(Given records begins)

PR #183, opened 2019-10-12
Unoeuro plugin

OrKarstoft:
Hi,

I've created a Unoeuro plugin for Posh-ACME. Wonderful module. I use this Unoeuro plugin for my domains and wish to share.

Tested with single, multi and wildcart domains.

### DIFF
--- a/Posh-ACME/DnsPlugins/Unoeuro-readme.md
+++ b/Posh-ACME/DnsPlugins/Unoeuro-readme.md
@@ -1,0 +1,15 @@
+# How To Use the Unoeuro DNS Plugin
+
+This plugin works against the [Unoeuro](https://www.unoeuro.com/dns) DNS provider. It is assumed that you have already setup an account and created the DNS zone(s) you will be working against.
+
+## Finding your information in Unoeuro
+
+Using Unoeuro API requires only your account name or account number and API Key which can be found on the [account](https://www.unoeuro.com/en/controlpanel/account/) page.
+
+
+## Using the Plugin
+
+```powershell
+$pArgs = @{ UEAccount='UE123456'; UEAPIKey='ABCDEFghijkLmNoPq' }
+New-PACertificate example.com -DnsPlugin unoeuro -PluginArgs $pArgs
+```
--- a/Posh-ACME/DnsPlugins/Unoeuro.ps1
+++ b/Posh-ACME/DnsPlugins/Unoeuro.ps1
@@ -35,7 +35,7 @@ function Add-DnsTxtUnoEuro {
     # check for an existing record
     Write-Verbose "[UE-Plugin] Running: GET $UEApiRoot/$UEAccount/$UEAPIKey/my/products/$UEdomain/dns/records/"
     try {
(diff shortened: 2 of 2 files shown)


rmbolger:
Hey @OrKarstoft. This is great! Thank you.

My only concern at the moment is the regex for determining the apex domain from the record name. At the moment, it will break if the user puts capital letters in the domain name or uses one of the newer gTLDs that are longer than 3 characters (.store, .site, .email, etc). It's going to be hard to get a reliable regex that is future proofed against the ever-changing TLD landscape.

I'd suggest following the model a lot of other plugins use where you basically break the record name down into smaller and smaller pieces split on the `.` and then query the API for that zone to see if it exists. The `GET /my/products/[object]/dns` endpoint would likely work for this. Check out the `Find-GDZone` function in the GoDaddy plugin for an example.

Once you have the apex zone, you can then split the short record name from it like this.

```powershell
$recShort = $RecordName -ireplace [regex]::Escape(".$zone"), [string]::Empty
```

There have been plugin bugs in the past where the user entered weird capitalization that screwed up the process of splitting the record name from the domain. This seems to be a fairly reliable way around those issues.

I'm also curious whether unoeuro's api is case sensitive or not. Like, if my domain is `example.com` and I do a `GET /my/products/ExAmPle.CoM/dns`, will it succeed or fail?

OrKarstoft:
Hey @rmbolger,

Thank you very much for the excellent feedback! I share your concern and will start working on this right away.

I do admit that I did not think of the newer gTLDs that are longer than three characters nor did I think of anyone writing their domain in other than lowercase. Therefore i fully understand that I need to change the way the plugin searches for the domain. Thank you very much for the examples and great explanation in your comment.

I'll investigate the Unoeuro API to answer your question about case sensitivity.

OrKarstoft:
Hey @rmbolger,

First I'd like to answer your question if the Unoeuro API is case sensitive. I've tested with my own domain using `GET`. Running `https://api.unoeuro.com/1/UE123456/APIKEY/my/products/eXamPlE.com/dns/records/` does return code 400. As does `https://api.unoeuro.com/1/UE123456/APIKEY/mY/ProDucTs/example.com/dns/records/`. I've made multiple tests with the unoeuro plugin with different domains and subdomains containing capital letters in random order. It works with no problems as you can see on the following pictures.

Following picture shows the certificate generated. Looks like a normal certificate with all lowercase domain and subdomain.
CapitalCert

Here's the domain and subdomain entered for generating the previous certificate.
capitalCertOrder

Another example is this;
Running following command with the domain `test1.TeSt2.exaMPle.com`.
CapitalCertPS
Generated following record in Unoeuro.
CapitalCertUnoeuro
And this certificate
CapitalCert2

Tests with capital TLD (.dK) also OK!

This should prove that the certificate comes out as expected even though someone would type in the domain in weird ways.


As for the regex. I've implemented the solution you proposed. The GoDaddy function `Find-GDZone` worked as a charm with a little modification to fit the needs of Unoeuro.


Looking forward to hear from you.
Best regards

rmbolger:
Awesome. Thanks for the effort. Merging now.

(Given records ends)

*What this task involves*.
All lines in the listing above with the string "UEAccount" should be returned.

*Exercise result*.
+$pArgs = @{ UEAccount='UE123456'; UEAPIKey='ABCDEFghijkLmNoPq' }
     Write-Verbose "[UE-Plugin] Running: GET $UEApiRoot/$UEAccount/$UEAPIKey/my/products/$UEdomain/dns/records/"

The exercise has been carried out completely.